PR #6105, opened 2024-02-06
https://issues.redhat.com/browse/ACM-8899 cache setting

swopebe:
from other PR:

The gatekeeper operator collects the resources from Constraints that users installed and then inserts them into the Config resource. The gatekeeper operator will create config resources if it does not exist.
Should we add this? I guess users might get confused about the config resource. I think we need to explain where syncOnlys are from.


yiraeChristineKim:
I agree to add that "The gatekeeper operator collects the resources from Constraints that users installed and then inserts them into the Config resource. The gatekeeper operator will create config resources if it does not exist."

governance/create_gatekeeper.adoc
```diff
@@ -88,6 +94,58 @@ spec:
     other-annotation: "another test"
 ----
 
+[#gatekeeper-audit-sync]
+=== Configuring _auditFromCache_ for sync details
+
+The Gatekeeper operator exposes a setting in the CRD within the `auditFromCache` audit, which is disabled by default. If you set it to `Enabled`, you break your constraints because the cache requires additional settings. You need to set `config.gatekeeper.sh` for the sync details.
```
yiraeChristineKim: I don't think it breaks constraints when it is enabled. This is from Gatekeeper doc 
```
By default, audit will request each resource from the Kubernetes API during each audit cycle. To rely on the audit informer cache instead, use the flag --audit-from-cache=true. Note that this requires replication of Kubernetes resources into the audit cache before they can be evaluated against the enforced policies. Refer to the [Replicating data](https://open-policy-agent.github.io/gatekeeper/website/docs/sync) section for more information.
```

`audit-from-cache` same as `auditFromCache`

yiraeChristineKim: `Replicating data` is same as setting syncOnly in `config.gatekeeper.sh`

governance/create_gatekeeper.adoc
```diff
@@ -88,6 +94,58 @@ spec:
...
+
+The Gatekeeper operator collects resources from constraints that users install and then inserts those resources into the config resource. If resources do not exist, the operator creates config resources.
+
```
yiraeChristineKim, line 103: To me this is very clear Thx

governance/create_gatekeeper.adoc
swopebe: @yiraeChristineKim I am not sure what you mean by this: audit-from-cache same as auditFromCache

Are you asking about the header? We don't `code` the headers because they build our funny, we italicize instead, but yes this is the same (if that is the question).

Can you please revise for whatever is needed for the following comments, which I gathered from what was given to me at some point:

`I don't think it breaks constraints when it is enabled. This is from Gatekeeper doc`
`Replicating data is same as setting syncOnly in config.gatekeeper.sh`

What needs to change, for certain?

yiraeChristineKim: Sorry for the unclear, "you break your constraints because the cache requires additional settings.". Actually, it doesn't break if a user doesn't set `conifg.spec.sync`. How about removing "you break your constraints because the cache requires additional settings" and add "for more detail click this link"(https://open-policy-agent.github.io/gatekeeper/website/docs/audit/#configuring-audit)

yiraeChristineKim (approved):

yiraeChristineKim (approved):

governance/create_gatekeeper.adoc
```diff
@@ -88,6 +94,58 @@ spec:
     other-annotation: "another test"
 ----
 
+[#gatekeeper-audit-sync]
+=== Configuring _auditFromCache_ for sync details
+
+The Gatekeeper operator exposes a setting in the CRD within the `auditFromCache` audit, which is disabled by default. If you enable `auditFromCache`, then you need to set `config.gatekeeper.sh` for the sync details. See link:https://open-policy-agent.github.io/gatekeeper/website/docs/audit/#configuring-audit[Configuring Audit] in the Gatekeeper documentation.
```
dockerymick:
```suggestion
The Gatekeeper operator exposes a setting in the custom resource definition within the `auditFromCache` audit, which is disabled by default. If you enable `auditFromCache`, then you need to set `config.gatekeeper.sh` for the sync details. See link:https://open-policy-agent.github.io/gatekeeper/website/docs/audit/#configuring-audit[Configuring Audit] in the Gatekeeper documentation.
```

governance/create_gatekeeper.adoc
```diff
@@ -88,6 +94,58 @@ spec:
...
+
+The Gatekeeper operator collects resources from constraints that users install and then inserts those resources into the config resource. If resources do not exist, the operator creates config resources.
```
dockerymick, line 102: I recommend writing out configuration instead of using "config"

dockerymick (approved):
Left some suggestions and checked links. Links are good!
+ + + + + + +
**Problem statement:** Once you have read the data, copy all of it out exactly.

**Completed task:**
PR #6105, opened 2024-02-06
https://issues.redhat.com/browse/ACM-8899 cache setting

swopebe:
from other PR:

The gatekeeper operator collects the resources from Constraints that users installed and then inserts them into the Config resource. The gatekeeper operator will create config resources if it does not exist.
Should we add this? I guess users might get confused about the config resource. I think we need to explain where syncOnlys are from.


yiraeChristineKim:
I agree to add that "The gatekeeper operator collects the resources from Constraints that users installed and then inserts them into the Config resource. The gatekeeper operator will create config resources if it does not exist."

governance/create_gatekeeper.adoc
```diff
@@ -88,6 +94,58 @@ spec:
     other-annotation: "another test"
 ----
 
+[#gatekeeper-audit-sync]
+=== Configuring _auditFromCache_ for sync details
+
+The Gatekeeper operator exposes a setting in the CRD within the `auditFromCache` audit, which is disabled by default. If you set it to `Enabled`, you break your constraints because the cache requires additional settings. You need to set `config.gatekeeper.sh` for the sync details.
```
yiraeChristineKim: I don't think it breaks constraints when it is enabled. This is from Gatekeeper doc 
```
By default, audit will request each resource from the Kubernetes API during each audit cycle. To rely on the audit informer cache instead, use the flag --audit-from-cache=true. Note that this requires replication of Kubernetes resources into the audit cache before they can be evaluated against the enforced policies. Refer to the [Replicating data](https://open-policy-agent.github.io/gatekeeper/website/docs/sync) section for more information.
```

`audit-from-cache` same as `auditFromCache`

yiraeChristineKim: `Replicating data` is same as setting syncOnly in `config.gatekeeper.sh`

governance/create_gatekeeper.adoc
```diff
@@ -88,6 +94,58 @@ spec:
...
+
+The Gatekeeper operator collects resources from constraints that users install and then inserts those resources into the config resource. If resources do not exist, the operator creates config resources.
+
```
yiraeChristineKim, line 103: To me this is very clear Thx

governance/create_gatekeeper.adoc
swopebe: @yiraeChristineKim I am not sure what you mean by this: audit-from-cache same as auditFromCache

Are you asking about the header? We don't `code` the headers because they build our funny, we italicize instead, but yes this is the same (if that is the question).

Can you please revise for whatever is needed for the following comments, which I gathered from what was given to me at some point:

`I don't think it breaks constraints when it is enabled. This is from Gatekeeper doc`
`Replicating data is same as setting syncOnly in config.gatekeeper.sh`

What needs to change, for certain?

yiraeChristineKim: Sorry for the unclear, "you break your constraints because the cache requires additional settings.". Actually, it doesn't break if a user doesn't set `conifg.spec.sync`. How about removing "you break your constraints because the cache requires additional settings" and add "for more detail click this link"(https://open-policy-agent.github.io/gatekeeper/website/docs/audit/#configuring-audit)

yiraeChristineKim (approved):

yiraeChristineKim (approved):

governance/create_gatekeeper.adoc
```diff
@@ -88,6 +94,58 @@ spec:
     other-annotation: "another test"
 ----
 
+[#gatekeeper-audit-sync]
+=== Configuring _auditFromCache_ for sync details
+
+The Gatekeeper operator exposes a setting in the CRD within the `auditFromCache` audit, which is disabled by default. If you enable `auditFromCache`, then you need to set `config.gatekeeper.sh` for the sync details. See link:https://open-policy-agent.github.io/gatekeeper/website/docs/audit/#configuring-audit[Configuring Audit] in the Gatekeeper documentation.
```
dockerymick:
```suggestion
The Gatekeeper operator exposes a setting in the custom resource definition within the `auditFromCache` audit, which is disabled by default. If you enable `auditFromCache`, then you need to set `config.gatekeeper.sh` for the sync details. See link:https://open-policy-agent.github.io/gatekeeper/website/docs/audit/#configuring-audit[Configuring Audit] in the Gatekeeper documentation.
```

governance/create_gatekeeper.adoc
```diff
@@ -88,6 +94,58 @@ spec:
...
+
+The Gatekeeper operator collects resources from constraints that users install and then inserts those resources into the config resource. If resources do not exist, the operator creates config resources.
```
dockerymick, line 102: I recommend writing out configuration instead of using "config"

dockerymick (approved):
Left some suggestions and checked links. Links are good!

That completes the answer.